Please return all lines of the data below containing the string "jtblin".

(Collected data entries)
+---+

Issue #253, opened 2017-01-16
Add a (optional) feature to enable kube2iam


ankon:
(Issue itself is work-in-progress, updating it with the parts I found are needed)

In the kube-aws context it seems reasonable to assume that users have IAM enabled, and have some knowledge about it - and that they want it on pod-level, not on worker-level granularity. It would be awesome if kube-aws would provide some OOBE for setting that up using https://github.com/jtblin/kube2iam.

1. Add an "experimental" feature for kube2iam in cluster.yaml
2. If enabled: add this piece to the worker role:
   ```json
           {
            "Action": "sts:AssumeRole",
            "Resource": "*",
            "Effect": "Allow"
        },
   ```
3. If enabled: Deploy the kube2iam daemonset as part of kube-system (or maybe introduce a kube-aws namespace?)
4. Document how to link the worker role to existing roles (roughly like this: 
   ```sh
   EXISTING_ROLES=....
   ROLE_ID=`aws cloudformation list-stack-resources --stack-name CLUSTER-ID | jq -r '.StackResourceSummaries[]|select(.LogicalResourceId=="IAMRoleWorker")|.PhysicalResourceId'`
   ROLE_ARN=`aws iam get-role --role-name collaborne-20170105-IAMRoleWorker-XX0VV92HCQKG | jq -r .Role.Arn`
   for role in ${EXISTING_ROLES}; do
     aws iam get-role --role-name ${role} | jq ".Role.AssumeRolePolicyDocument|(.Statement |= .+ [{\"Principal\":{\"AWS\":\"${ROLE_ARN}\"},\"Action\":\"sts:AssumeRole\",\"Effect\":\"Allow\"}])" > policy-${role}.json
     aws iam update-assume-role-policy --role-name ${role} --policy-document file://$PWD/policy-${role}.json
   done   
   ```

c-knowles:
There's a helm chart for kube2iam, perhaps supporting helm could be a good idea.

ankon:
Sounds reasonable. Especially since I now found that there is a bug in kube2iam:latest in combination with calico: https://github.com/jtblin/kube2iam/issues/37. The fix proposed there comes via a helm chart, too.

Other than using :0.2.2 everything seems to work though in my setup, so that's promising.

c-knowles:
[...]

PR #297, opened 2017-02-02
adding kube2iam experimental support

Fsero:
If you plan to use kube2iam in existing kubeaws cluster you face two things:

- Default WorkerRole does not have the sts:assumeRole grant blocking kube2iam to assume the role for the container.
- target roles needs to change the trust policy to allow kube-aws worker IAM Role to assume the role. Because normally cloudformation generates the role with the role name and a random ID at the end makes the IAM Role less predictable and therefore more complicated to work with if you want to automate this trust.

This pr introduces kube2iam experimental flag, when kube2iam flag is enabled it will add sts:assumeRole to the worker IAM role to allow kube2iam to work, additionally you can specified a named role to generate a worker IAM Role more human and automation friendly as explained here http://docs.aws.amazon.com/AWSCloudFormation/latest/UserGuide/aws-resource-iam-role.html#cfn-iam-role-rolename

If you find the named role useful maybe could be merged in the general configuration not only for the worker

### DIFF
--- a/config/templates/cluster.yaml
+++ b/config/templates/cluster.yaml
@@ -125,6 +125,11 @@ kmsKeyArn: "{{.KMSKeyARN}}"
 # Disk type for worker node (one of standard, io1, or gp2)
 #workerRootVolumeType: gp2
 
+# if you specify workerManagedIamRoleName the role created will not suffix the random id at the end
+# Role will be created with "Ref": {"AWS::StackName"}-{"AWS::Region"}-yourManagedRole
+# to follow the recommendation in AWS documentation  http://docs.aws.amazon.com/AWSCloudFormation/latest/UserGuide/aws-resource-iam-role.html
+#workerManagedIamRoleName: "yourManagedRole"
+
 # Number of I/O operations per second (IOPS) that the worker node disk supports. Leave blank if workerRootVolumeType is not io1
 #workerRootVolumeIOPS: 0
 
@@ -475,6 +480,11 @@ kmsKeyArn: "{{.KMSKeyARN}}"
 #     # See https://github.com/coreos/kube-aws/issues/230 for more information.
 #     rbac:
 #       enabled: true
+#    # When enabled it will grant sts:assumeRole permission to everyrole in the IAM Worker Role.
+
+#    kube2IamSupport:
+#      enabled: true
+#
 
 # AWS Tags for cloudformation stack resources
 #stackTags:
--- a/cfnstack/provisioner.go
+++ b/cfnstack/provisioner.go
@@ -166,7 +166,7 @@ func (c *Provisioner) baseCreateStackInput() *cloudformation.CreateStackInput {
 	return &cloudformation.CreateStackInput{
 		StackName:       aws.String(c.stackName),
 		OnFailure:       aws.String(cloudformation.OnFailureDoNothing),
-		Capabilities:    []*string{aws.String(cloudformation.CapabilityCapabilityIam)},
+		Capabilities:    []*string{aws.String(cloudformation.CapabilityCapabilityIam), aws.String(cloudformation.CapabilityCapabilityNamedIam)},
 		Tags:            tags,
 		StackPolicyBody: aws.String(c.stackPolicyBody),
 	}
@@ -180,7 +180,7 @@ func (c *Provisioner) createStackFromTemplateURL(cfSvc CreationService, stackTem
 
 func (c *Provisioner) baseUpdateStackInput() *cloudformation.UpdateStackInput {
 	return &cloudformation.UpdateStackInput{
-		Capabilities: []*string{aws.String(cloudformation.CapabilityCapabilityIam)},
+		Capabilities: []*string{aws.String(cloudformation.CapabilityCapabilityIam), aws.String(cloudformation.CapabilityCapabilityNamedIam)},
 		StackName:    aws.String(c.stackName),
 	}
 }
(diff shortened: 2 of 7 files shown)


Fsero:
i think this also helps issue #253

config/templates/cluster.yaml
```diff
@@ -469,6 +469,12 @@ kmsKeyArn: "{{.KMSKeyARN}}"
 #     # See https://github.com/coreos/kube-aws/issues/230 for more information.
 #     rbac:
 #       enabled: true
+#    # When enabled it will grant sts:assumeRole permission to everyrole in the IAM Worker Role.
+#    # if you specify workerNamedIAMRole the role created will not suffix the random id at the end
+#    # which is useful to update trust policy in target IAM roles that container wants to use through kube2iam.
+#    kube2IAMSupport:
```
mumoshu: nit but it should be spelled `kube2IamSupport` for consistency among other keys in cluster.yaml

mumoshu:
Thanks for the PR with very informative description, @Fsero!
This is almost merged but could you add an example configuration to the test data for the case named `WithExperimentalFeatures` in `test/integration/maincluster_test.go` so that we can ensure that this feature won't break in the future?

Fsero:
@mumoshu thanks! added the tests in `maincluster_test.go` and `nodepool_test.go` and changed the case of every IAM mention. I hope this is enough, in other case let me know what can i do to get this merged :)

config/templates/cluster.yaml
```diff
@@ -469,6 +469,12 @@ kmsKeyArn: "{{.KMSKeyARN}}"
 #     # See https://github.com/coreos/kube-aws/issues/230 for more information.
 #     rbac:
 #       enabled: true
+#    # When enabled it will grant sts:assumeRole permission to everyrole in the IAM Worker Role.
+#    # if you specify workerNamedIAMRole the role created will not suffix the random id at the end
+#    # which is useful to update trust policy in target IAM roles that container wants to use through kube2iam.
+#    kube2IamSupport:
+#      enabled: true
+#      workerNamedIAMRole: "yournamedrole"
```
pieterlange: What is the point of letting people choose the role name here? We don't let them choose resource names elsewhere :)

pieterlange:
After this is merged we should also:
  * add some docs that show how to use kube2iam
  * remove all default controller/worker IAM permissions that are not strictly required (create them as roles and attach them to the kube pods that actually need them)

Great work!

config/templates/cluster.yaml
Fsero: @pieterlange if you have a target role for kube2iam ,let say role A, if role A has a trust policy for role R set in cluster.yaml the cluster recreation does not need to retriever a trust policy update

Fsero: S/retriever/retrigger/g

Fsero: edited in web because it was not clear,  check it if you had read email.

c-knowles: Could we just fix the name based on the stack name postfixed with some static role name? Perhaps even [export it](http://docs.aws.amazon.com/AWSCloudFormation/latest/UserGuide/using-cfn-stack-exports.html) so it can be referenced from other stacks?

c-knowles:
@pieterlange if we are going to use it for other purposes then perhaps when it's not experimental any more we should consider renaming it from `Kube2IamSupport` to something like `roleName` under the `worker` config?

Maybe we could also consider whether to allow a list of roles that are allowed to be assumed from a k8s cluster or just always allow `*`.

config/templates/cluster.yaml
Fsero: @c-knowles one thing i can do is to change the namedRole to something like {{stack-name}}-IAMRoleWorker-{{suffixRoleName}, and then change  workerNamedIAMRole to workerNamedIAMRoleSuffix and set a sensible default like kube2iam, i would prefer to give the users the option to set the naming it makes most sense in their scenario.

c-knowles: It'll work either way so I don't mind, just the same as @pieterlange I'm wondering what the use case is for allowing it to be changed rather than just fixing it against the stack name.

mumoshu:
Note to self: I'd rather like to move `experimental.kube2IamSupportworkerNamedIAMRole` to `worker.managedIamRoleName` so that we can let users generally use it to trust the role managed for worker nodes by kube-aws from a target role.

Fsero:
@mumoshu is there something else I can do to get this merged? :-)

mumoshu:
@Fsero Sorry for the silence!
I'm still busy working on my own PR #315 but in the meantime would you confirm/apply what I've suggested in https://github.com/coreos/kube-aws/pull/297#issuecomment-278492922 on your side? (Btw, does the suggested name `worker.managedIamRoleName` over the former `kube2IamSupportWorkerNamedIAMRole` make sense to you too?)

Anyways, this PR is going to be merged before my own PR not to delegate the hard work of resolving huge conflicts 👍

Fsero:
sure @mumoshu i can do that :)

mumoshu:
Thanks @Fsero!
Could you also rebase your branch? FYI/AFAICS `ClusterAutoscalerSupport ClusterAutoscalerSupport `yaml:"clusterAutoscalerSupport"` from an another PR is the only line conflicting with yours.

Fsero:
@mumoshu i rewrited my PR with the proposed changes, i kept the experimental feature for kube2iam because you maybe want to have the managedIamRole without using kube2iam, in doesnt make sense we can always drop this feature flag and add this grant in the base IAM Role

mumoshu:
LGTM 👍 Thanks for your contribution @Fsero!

+---+

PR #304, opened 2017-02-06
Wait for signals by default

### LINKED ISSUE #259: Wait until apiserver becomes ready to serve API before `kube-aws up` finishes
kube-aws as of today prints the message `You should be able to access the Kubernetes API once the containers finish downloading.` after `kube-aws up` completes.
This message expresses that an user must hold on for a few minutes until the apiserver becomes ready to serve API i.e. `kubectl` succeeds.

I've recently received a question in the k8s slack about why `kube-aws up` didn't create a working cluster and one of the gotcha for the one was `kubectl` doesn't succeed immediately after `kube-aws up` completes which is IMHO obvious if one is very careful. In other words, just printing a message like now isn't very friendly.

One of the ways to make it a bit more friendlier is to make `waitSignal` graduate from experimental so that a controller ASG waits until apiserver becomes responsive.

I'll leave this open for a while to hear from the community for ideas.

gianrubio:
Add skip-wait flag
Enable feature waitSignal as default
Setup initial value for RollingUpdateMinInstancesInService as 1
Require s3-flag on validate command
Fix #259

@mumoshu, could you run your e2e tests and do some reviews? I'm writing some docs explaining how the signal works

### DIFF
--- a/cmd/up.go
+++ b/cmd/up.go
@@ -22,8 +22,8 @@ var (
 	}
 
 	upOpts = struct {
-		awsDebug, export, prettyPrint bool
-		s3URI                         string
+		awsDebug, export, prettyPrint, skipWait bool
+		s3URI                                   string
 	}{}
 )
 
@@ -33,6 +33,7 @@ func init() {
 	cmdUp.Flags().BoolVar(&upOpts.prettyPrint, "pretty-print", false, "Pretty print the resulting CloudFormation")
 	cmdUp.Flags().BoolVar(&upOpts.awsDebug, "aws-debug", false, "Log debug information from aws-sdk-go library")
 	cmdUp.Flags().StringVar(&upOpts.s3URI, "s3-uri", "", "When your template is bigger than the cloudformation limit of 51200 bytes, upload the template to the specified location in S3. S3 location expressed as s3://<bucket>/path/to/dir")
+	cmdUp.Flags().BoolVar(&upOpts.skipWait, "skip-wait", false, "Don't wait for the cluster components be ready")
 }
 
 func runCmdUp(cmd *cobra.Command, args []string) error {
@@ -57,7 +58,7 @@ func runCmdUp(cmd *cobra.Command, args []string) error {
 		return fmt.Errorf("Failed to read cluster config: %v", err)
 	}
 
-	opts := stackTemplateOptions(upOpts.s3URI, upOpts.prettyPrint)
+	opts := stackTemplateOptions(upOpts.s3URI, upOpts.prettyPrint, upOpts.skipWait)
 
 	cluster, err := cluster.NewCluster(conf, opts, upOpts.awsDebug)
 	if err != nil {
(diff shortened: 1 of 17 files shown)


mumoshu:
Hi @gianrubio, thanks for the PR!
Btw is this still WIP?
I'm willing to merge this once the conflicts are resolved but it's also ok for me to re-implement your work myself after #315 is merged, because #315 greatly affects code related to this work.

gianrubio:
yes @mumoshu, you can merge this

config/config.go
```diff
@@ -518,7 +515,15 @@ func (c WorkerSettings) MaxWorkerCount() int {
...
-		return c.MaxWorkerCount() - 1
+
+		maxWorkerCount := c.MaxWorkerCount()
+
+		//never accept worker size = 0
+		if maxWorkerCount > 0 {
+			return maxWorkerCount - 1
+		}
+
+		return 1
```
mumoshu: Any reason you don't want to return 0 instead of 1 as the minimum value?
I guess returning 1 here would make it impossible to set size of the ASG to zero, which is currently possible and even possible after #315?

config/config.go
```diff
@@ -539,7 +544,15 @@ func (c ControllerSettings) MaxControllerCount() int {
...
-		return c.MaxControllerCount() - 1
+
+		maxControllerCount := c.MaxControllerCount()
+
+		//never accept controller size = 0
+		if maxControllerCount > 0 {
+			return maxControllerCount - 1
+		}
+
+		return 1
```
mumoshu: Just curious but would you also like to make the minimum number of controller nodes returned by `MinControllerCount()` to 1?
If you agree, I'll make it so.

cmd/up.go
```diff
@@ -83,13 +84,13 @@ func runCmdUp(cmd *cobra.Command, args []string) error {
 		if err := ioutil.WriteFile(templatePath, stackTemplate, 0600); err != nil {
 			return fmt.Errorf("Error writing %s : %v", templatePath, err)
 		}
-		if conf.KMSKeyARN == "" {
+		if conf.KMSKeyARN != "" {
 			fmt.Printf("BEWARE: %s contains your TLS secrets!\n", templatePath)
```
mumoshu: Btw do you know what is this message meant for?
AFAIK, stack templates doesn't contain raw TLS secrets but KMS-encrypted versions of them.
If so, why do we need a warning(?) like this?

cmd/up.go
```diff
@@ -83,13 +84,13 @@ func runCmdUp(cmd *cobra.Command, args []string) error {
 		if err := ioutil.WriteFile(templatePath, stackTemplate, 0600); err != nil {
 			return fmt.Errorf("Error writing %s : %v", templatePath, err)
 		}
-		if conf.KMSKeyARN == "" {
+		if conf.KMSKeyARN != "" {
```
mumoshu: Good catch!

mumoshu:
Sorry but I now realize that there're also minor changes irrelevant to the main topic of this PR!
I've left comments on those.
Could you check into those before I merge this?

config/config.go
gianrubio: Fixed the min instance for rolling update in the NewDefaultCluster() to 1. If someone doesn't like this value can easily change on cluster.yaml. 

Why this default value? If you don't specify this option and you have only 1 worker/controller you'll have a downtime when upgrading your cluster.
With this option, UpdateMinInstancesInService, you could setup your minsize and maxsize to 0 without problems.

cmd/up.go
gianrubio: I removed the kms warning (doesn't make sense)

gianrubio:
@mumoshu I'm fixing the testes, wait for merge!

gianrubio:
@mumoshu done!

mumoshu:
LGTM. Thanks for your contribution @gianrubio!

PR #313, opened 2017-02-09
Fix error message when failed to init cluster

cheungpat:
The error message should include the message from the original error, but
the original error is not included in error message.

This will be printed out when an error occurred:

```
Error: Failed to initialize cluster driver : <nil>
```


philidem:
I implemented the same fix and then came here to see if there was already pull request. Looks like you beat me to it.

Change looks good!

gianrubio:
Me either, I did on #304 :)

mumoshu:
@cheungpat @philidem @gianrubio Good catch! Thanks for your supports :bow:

+---+

__Solution below__
In the kube-aws context it seems reasonable to assume that users have IAM enabled, and have some knowledge about it - and that they want it on pod-level, not on worker-level granularity. It would be awesome if kube-aws would provide some OOBE for setting that up using https://github.com/jtblin/kube2iam.
Sounds reasonable. Especially since I now found that there is a bug in kube2iam:latest in combination with calico: https://github.com/jtblin/kube2iam/issues/37. The fix proposed there comes via a helm chart, too.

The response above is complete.